What you have to do: Send every record back word for word.

Input:

PR #411, opened 2024-05-15
Allow to be framed by Scrivito preview deployments

apepper:
...and localhost:8090


markus-codewrangler (approved):
Nice! Works like a charm! 😍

Answer box:
PR #411, opened 2024-05-15
Allow to be framed by Scrivito preview deployments

apepper:
...and localhost:8090


markus-codewrangler (approved):
Nice! Works like a charm! 😍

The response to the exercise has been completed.